WHAT TO WORK ON: Count how many lines below include the word "showMessageBox". Answer with a number only.

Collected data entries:
PR #11820, opened 2016-05-23
Update ohnogit@0.0.12

joshaber:
Hopefully fix the crash in https://github.com/atom/atom/issues/11708.


joshaber:
Looks like that test has been racy as hell before this too.

Issue #3158, opened 2014-08-02
Atom erasing the content of files when there is not enough disk space


xaviervia:
I have a hard time replicating this issue since it will require me filling up the disk again, but in a nutshell the problem is that when I edit a file in Atom, if the disk space is not enough to save it, I find that the file content is erased. 

This happened to me more than once (yeah I need more Gbs of disk space) so I can certify that it is Atom the one causing the issue. The issue appears whenever I edit the file, not when I just open it. The problem is not that Atom is not being able to save the file (that would make sense if there is no disk space available), the problem is that Atom _removes all the content_, and of course I'm afterwards not able to recover it.

I have no clue of why may this be happening

jonas-schievink:
The same thing happens for me, and I still have more than 80 GB free (I'm on Windows). Why does Atom not tell me that something went wrong? Why doesn't it create backups before saving? Not cool!

Zireael07:
An error message is definitely needed in such a case.

forivall:
Yeah, this happened to me and it wiped out my config file, leading to me being unable to open atom due to conflicting packages that were disabled.

alexandernst:
Not really sure why such a ridiculos and dangerous bug hasn't been fixed already. This should be nominated as "stop-everything-and-fix-this-right-now" instead of "1.0-roadmap" imho.

xaviervia:
Right. I think there has a been a weird distortion in which the developers do not run at all into this issue and they are overlooking the fact that people with passable equipment are running into this once and again. Now, the issue with solving this is that it touches a very core part of how Atom works, I don't think anybody is ready to just contribute with a quick fix considering that it has architecture implications.

It would be nice to hear more thoughts from the core team though. If writing contents to a temporary file and then renaming is considered a reasonable idea then it is possible to fix it soon.

50Wliu:
This is already on the 1.0 roadmap, so it'll most likely get fixed in the coming weeks/months.

bronson:
Hoping for 1.0.1...?  I'm definitely concerned that Atom is writing important data without using the [save-to-new-file-and-rename](http://stackoverflow.com/questions/1812115/how-to-safely-write-to-a-file) trick.

nathansobo:
[...]

PR #11828, opened 2016-05-24
File Recovery Service

### LINKED ISSUE #11708: Atom 1.7.3 crashes on OSX local network drive while saving scss files, erases file
Howdy folks, 

While working on an scss file on our company's local network drive, Atom will crash when using cmd + s to save. This issue is a few versions old, but I can always reopen and access the file I was working on and start over from the last save. Now, for the third time, Atom has entirely deleted the file I was working on. The file on the network drive is now blank. Zero bytes. I am on the latest version. I have run it in safe mode. I have uninstalled and reinstalled. 

Anyone else having trouble?

as-cii:
~~Depends on #11826 (to run [spec/browser/file-recovery-service.spec.js](https://github.com/atom/atom/blob/as-file-recovery-service/spec/browser/file-recovery-service.spec.js)).~~

Fixes #11708.

Recently, we have been observing several issues related to losing data when Atom hard-crashes. We think that this problem manifests whenever the following happens:
1. User/Package triggers a file save.
2. `fs.writeFileSync(path)` gets called.
   1. `fd = fs.openSync(path, "w")` gets called. This causes the file to be truncated.
   2. Before `fs.writeSync(fd, contents)` has the chance to run, a hard crash occurs.

The scenario described above leaves the file in a "truncated state", thus erasing all of its contents. In the past we have experimented with backup files to solve this issue, but that creates other problems such as paths that are too long on Windows, and unnecessary events triggered on fs watchers that are monitoring the saved file's directory. It turns out that atomic saves are not a good trade-off either, as described on https://github.com/atom/atom/issues/3158#issuecomment-124225148.

With this pull-request we want to provide a file recovery service running on the main process that keeps track of pending changes, and restores files to their original state when a renderer process crashes while a save is in flight. If the recovery is unsuccessful for any reason (e.g. problems with permissions, unmounted network drives, etc.), we log a message like the following in the system console and in a message box too, so that users can perform the recovery themselves:

```
There was a crash while saving "/private/etc/profile", so this file might be blank or corrupted.
Atom couldn't recover it automatically, but a recovery file has been saved at: "/Users/as-cii/.atom/recovery/profile-950635".
```

By default we will use `~/.atom/recovery` as our recovery directory, where we temporarily store a backup of the saved file and delete it upon successful save/recovery. The nice thing about using the file system as our recovery storage (as opposed to IndexedDb), is that users can inspect it pretty easily and copy/paste content via Terminal.app or Finder.app (or their equivalent on other platforms). 

As a convention, backup files stored under the recovery directory, will have the following format:

```
{originalFilename}-{randomHexNumber}.{originalExtension}
```

Where:
- `originalFilename` is the name of the file without its extension. This string will be truncated if it's longer than `34` characters.
- `randomHexNumber` is a randomly generated hexadecimal number. This string will be 6 characters long by default.
- `originalExtension` is the extension of the file.

This should be long enough to make filenames readable (and more inspectable), but short enough to avoid path length issues on platforms like Windows.


src/project.coffee
```diff
@@ -360,7 +360,6 @@ class Project extends Model
 
   addBuffer: (buffer, options={}) ->
     @addBufferAtIndex(buffer, @buffers.length, options)
-    @subscribeToBuffer(buffer)
```
as-cii: Apparently, we were subscribing to buffers twice, once here and once in `addBufferAtIndex`.

src/browser/atom-window.coffee
```diff
@@ -141,14 +141,15 @@ class AtomWindow
     @browserWindow.webContents.on 'crashed', =>
       global.atomApplication.exit(100) if @headless
 
-      chosen = dialog.showMessageBox @browserWindow,
+      dialog.showMessageBox @browserWindow,
```
as-cii: As described in de599f9c66b1838540cfd263754225908a237048, we need to make this dialog asynchronous so that other `crashed` event handlers (i.e. the recovery service ones) have the chance to run.

BinaryMuse:
This is lookin' great, @as-cii, thanks very much for taking this on.

I have a couple questions / comments:

1. Is there any chance that the timing won't work out in some cases? I'm imagining the following scenario:
  1. `onWillSave` calls `emitWillSavePath`
  2. `emitWillSavePath` emits `will-save-path`. This is *asynchronous*.
  3. The renderer process beings saving, truncating the file
  4. The main process receives the `will-save-path` event. It's too late to back up the file

  If so, perhaps this is one of the few occasions where [`sendSync`](http://electron.atom.io/docs/api/ipc-renderer/#ipcrenderersendsyncchannel-arg1-arg2-) would be appropriate? 

2. This has all got me wondering if this service is actually necessary at all... would it be reasonable to just ask the main process to do all file saving? The renderer process could just ship it the contents to save, either via IPC or some other mechanism (temp file?) and then let the main process handle the saving. I'm not actually sure if this is better or not, or even reasonable, but it's a thought. :)

src/browser/file-recovery-service.js
```diff
@@ -0,0 +1,65 @@
...
+    const recoveryPath = Path.join(this.recoveryDirectory, recoveryFileName)
+    fs.writeFileSync(recoveryPath, fs.readFileSync(path))
+
+    if (!this.recoveryPathsByWindowAndFilePath.has(window)) {
+      this.recoveryPathsByWindowAndFilePath.set(window, new Map())
+    }
+    this.recoveryPathsByWindowAndFilePath.get(window).set(path, recoveryPath)
+
+    if (!this.crashListeners.has(window)) {
+      window.on('crashed', () => this.recoverFilesForWindow(window))
```
kuychaco: Do you think we should remove the listener when the window closes? Would the callback's reference to `window` retain it and keep it from being removed from the WeakSet?

src/browser/file-recovery-service.js
```diff
@@ -0,0 +1,65 @@
...
+export default class FileRecoveryService {
+  constructor (recoveryDirectory) {
+    this.recoveryDirectory = recoveryDirectory
+    this.recoveryPathsByWindowAndFilePath = new WeakMap()
+    this.crashListeners = new WeakSet()
+  }
+
+  start () {
+    ipcMain.on('will-save-path', this.willSavePath.bind(this))
+    ipcMain.on('did-save-path', this.didSavePath.bind(this))
```
kuychaco: Should we keep a `CompositeDisposable` for removing these listeners? Might not be a big deal since everything will be torn down when the main process is killed, but might be good to clean up for testing purposes?

src/browser/file-recovery-service.js
```diff
@@ -0,0 +1,65 @@
...
+  willSavePath (event, path) {
+    if (!fs.existsSync(path)) {
+      // Unexisting files won't be truncated/overwritten, and so there's no data to be lost.
+      return
+    }
+
+    const window = event.sender
+    const recoveryFileName = crypto.randomBytes(5).toString('hex')
+    const recoveryPath = Path.join(this.recoveryDirectory, recoveryFileName)
+    fs.writeFileSync(recoveryPath, fs.readFileSync(path))
```
BinaryMuse: Should we ensure this is written by flushing?

src/browser/file-recovery-service.js
```diff
@@ -0,0 +1,65 @@
...
+  }
+
+  recoverFilesForWindow (window) {
+    const recoveryPathsByFilePath = this.recoveryPathsByWindowAndFilePath.get(window)
+    for (let [filePath, recoveryPath] of recoveryPathsByFilePath) {
+      try {
+        fs.writeFileSync(filePath, fs.readFileSync(recoveryPath))
+        fs.unlinkSync(recoveryPath)
+      } catch (error) {
+        console.log(`Cannot recover ${filePath}. A recovery file has been saved here: ${recoveryPath}.`)
```
BinaryMuse: Overall I think this PR is a great first step and we shouldn't get too complicated, but I'm wondering if it's worth surfacing this message in a more obvious way to users.

BinaryMuse:
> This has all got me wondering if this service is actually necessary at all... would it be reasonable to just ask the main process to do all file saving?

Now that I think of it, @as-cii didn't you experiment with saving via a different process and it was too slow? The suggested process where the renderer process creates a temp file somewhere containing the data to be saved and the main process takes that and copies it into the real save location isn't that different from what we have here... except maybe we don't have to worry as much about crashes? What do you think?

src/browser/file-recovery-service.js
as-cii: I am not sure about flushing, as I don't think it's enough to ensure the file was persisted. From `man 2 fsync`:

```
     Specifically, if the drive loses power or the OS crashes, the application may find that only some or none of their data was writ-
     ten.  The disk drive may also re-order the data so that later writes may be present, while earlier writes are not.

     This is not a theoretical edge case.  This scenario is easily reproduced with real world workloads and drive power failures.

     For applications that require tighter guarantees about the integrity of their data, Mac OS X provides the F_FULLFSYNC fcntl.  The
     F_FULLFSYNC fcntl asks the drive to flush all buffered data to permanent storage.  Applications, such as databases, that require a
     strict ordering of writes should use F_FULLFSYNC to ensure that their data is written in the order they expect.  Please see
     fcntl(2) for more detail.
```

So we might use `fcntl` but that wouldn't be cross-platform and I am not sure that investing time in flushing data to disk is actually worth it. What I like about this solution is that, worst-case scenario, users can find the contents of their file under `~/.atom/recovery` after rebooting their machine when e.g. the system crashes.

as-cii:
> This has all got me wondering if this service is actually necessary at all... would it be reasonable to just ask the main process to do all file saving?

What makes me nervous about this solution is handing possibly huge chunks of memory to another process through ipc. Maybe this isn't a huge deal in practice, but we ran into some troubles when sending lots of contents down an ipc channel in the past (for `spell-check`), so it felt more natural to keep the communication between the two processes as lightweight as possible.

> Now that I think of it, @as-cii didn't you experiment with saving via a different process and it was too slow?

Yeah, in that case we also had the huge overhead of spawning a new process, whereas here we have the main process already running, which makes it an (almost) zero cost facility that we can control through ipc.

> Is there any chance that the timing won't work out in some cases? I'm imagining the following scenario:

Good call, @BinaryMuse! 👍

src/browser/file-recovery-service.js
as-cii: Yeah, we aren't exercising `start` in our specs and, as you mentioned, the main process will tear everything down when killed, so I figured it wasn't a huge deal to make those handlers disposable. Thoughts? 💭

src/browser/file-recovery-service.js
as-cii: That's a great point, thanks! 💯

src/browser/file-recovery-service.js
kuychaco: Ah yes, makes sense 👍

src/browser/file-recovery-service.js
BinaryMuse: Okay, that sounds reasonable to me. Would it be worth using the original file basename as part of the filename so that they can be more easily identified?

src/browser/file-recovery-service.js
as-cii: Maybe we can add a message box too? I'll experiment with this. 👍

src/browser/file-recovery-service.js
as-cii: > Would it be worth using the original file basename as part of the filename so that they can be more easily identified?

My main concern there is path length on Windows, which is why I went with a 10-letter random filename for these recovery files. Introducing a variable-length file name could cause weird edge cases on Windows, although it's admittedly more user-friendly. Maybe we can truncate the filename at some arbitrary length, and add a random, fixed-size suffix string? I'll try that shortly.

spec/main-process/file-recovery-service.spec.js
```diff
@@ -0,0 +1,148 @@
...
+import FileRecoveryService from '../../src/main-process/file-recovery-service'
+import temp from 'temp'
+import fs from 'fs-plus'
+import {Emitter} from 'event-kit'
+import sinon from 'sinon'
+
+describe("FileRecoveryService", () => {
+  let recoveryService, recoveryDirectory, windows, previousConsoleLog
+
+  function createWindow () {
```
as-cii: These could be extracted in a `spec-helper` probably, but I'd like to wait for more usages before doing so.

src/main-process/file-recovery-service.js
```diff
@@ -0,0 +1,119 @@
...
+    this.recoveryPath = recoveryPath
+    this.refCount = 0
+  }
+
+  storeSync () {
+    fs.writeFileSync(this.recoveryPath, fs.readFileSync(this.originalPath))
+  }
+
+  recoverSync () {
+    fs.writeFileSync(this.originalPath, fs.readFileSync(this.recoveryPath))
```
BinaryMuse: If the files are large, will `storeSync` and `recoverSync` greatly increase memory usage? I wonder if reading some number of bytes at a time, or using some synchronous version of `pipe`, would be better?

BinaryMuse:
@as-cii Do you have a testing strategy I can use to test this on Windows? I'm not 100% sure how to reproduce artificially.

/cc @lee-dohm

as-cii:
🚀 

Thanks everyone for the great feedback! ❤️💚💙💜

Issue #8237, opened 2015-08-05
Ordering of styles makes some button Bootstrap styles unusable


ssorallen:
'static/bootstrap' is always included before 'static/atom', which means Atom's styles win on document order precedence. Atom's [buttons.less](https://github.com/atom/atom/blob/master/static/buttons.less) re-declares the `.btn` class, which means its styles have the same specificity as Bootstrap's button "sub"classes like `.btn-link`.

`<button class="btn btn-link"></button>` inside Atom looks like a regular button because Atom's `.btn` declares background color and border, overriding the `.btn-link` declaration.

Is it feasible to import Bootstrap as less and set Less variables for Bootstrap rather than re-declaring the class names? Bootstrap exposes dozens of variables for customization: http://getbootstrap.com/customize/

benogle:
Ideally, we'd like to get rid of bootstrap at some point. cc @simurai

mnquintana:
Refs https://github.com/atom/atom/issues/6351

IMO, if we are going to phase out Bootstrap, we should do it piece-by-piece (and honestly, we may end up deciding to keep Tooltips, if nothing else - that component is rather handy).

ssorallen:
I'm not sold that Bootstrap was a bad idea, but the way customization was done (re-declaring classes from Bootstrap) makes it difficult to know which pieces of Bootstrap actually work as expected inside Atom.

benogle:
> IMO, if we are going to phase out Bootstrap, we should do it piece-by-piece

I agree with this totally.

> we may end up deciding to keep Tooltips, if nothing else

We would write our own implementation. They are currently kind of a jank part of the system, and it's tough to get fixes in if we need them.

simurai:
The plan is to "merge" `bootstrap/less/buttons.less` into `atom/static/buttons.less`. Then there is less overriding needed and should simplify things a bit. Same with the rest of the components.

> we may end up deciding to keep Tooltips

Not sure how to organize components that need JS. Maybe `atom/static/js/tooltip.js`. Or  `atom/static/tooltip/` that would contain CSS __and__ JS.

And then maybe move the whole `atom/atom/static/` into an own package like `atom/ui-kit` or so.

simurai:
The button styles got moved to https://github.com/atom/atom-ui a while ago. Please holler if this is still an issue.

Issue #6351, opened 2015-04-12
Replace Bootstrap CSS with hand-written CSS designed for Atom


bolinfest:
The bootstrap CSS is enormous. It is designed to solve a problem that Atom does not have. That is, a set of CSS rules to normalize presentation across all browsers that may be used for rendering, using whatever browser-specific hacks necessary to achieve that goal.

The project was also conceived before the advent of flexbox, which means that bootstrap has a ton of cruft to deal with pre-flexbox browsers. Such workarounds are verbose and make it difficult to understand what can be removed.

In sum, this puts Atom into a situation where:
* The CSS is much larger than what Atom needs.
* It requires much more work than should be necessary to understand why the current CSS works the way it does.
* Bootstrap is the source of truth, rather than something that is directly under Atom's control.

For example, take a look at the issue I recently filed against Bootstrap: https://github.com/twbs/bootstrap/issues/16276. The recommended solution is to pile on another hack (i.e., use an even more specific CSS selector) rather than figure out why the existing CSS works the way it does and fix the underlying problem with the model. Presumably this is because trying to untangle why things work the way they do is too hard.

Atom should not be saddled with the baggage of layout engines of old and should be exploiting the fact that it only needs to support Blink (which supports flexbox), and write its own small, specific, and far more maintainable CSS.

thomasjo:
I'm fully behind this, and I vote for getting this on the 1.0 roadmap, if possible. That might mean us folks from outside the core team might need to really pitch in on this, hopefully with @simurai's help.

mnquintana:
I totally support this too, and I'd be willing to help with this in any way I can.

mdo:
Bootstrap's CSS is not enormous, but I imagine Atom could be using less than what all of Bootstrap includes. I do agree though that there is a mis-match between much of what Bootstrap offers—cross browser normalization, components, etc—and what Atom needs given it's built only for Chromium.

ANSWER SECTION: 2